WORK REQUIRED: From the records, return each line that has the word "gitignore" in it.

DATA EXTRACTS:
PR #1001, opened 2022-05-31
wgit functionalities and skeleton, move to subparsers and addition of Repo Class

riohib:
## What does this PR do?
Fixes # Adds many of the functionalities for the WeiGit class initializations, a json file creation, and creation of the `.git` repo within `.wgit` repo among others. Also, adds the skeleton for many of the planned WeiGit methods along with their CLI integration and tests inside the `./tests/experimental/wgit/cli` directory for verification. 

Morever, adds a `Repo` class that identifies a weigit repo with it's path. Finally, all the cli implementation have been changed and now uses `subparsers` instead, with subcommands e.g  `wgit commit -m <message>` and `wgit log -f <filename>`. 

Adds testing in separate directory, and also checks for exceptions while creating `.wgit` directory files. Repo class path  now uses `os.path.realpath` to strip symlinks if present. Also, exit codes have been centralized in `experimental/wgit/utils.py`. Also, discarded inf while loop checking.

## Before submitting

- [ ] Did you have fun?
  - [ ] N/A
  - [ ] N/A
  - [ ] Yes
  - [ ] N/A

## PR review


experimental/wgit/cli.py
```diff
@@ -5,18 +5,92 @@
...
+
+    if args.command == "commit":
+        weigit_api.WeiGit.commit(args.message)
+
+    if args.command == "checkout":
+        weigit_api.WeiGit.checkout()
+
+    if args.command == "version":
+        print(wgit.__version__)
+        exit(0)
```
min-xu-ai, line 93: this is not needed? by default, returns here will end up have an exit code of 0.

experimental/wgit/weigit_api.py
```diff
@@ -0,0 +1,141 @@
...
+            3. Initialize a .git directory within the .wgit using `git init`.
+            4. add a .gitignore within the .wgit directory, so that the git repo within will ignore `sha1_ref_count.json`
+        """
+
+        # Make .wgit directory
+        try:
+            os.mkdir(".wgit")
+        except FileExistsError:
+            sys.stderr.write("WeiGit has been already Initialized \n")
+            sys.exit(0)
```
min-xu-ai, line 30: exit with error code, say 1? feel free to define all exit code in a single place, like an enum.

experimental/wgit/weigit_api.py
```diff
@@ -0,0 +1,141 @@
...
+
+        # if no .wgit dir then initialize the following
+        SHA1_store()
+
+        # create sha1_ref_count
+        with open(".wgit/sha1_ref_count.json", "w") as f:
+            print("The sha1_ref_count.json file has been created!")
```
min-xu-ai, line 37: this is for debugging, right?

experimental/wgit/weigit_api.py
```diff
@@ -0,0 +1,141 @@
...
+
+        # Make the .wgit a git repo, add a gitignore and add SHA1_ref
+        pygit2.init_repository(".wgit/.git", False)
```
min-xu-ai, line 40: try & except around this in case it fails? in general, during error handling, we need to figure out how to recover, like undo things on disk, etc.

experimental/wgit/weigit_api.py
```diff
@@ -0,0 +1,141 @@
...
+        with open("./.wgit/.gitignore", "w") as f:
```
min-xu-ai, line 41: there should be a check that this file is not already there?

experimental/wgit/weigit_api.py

ANSWER TO THE EXERCISE:
+            4. add a .gitignore within the .wgit directory, so that the git repo within will ignore `sha1_ref_count.json`
+        # Make the .wgit a git repo, add a gitignore and add SHA1_ref
+        with open("./.wgit/.gitignore", "w") as f:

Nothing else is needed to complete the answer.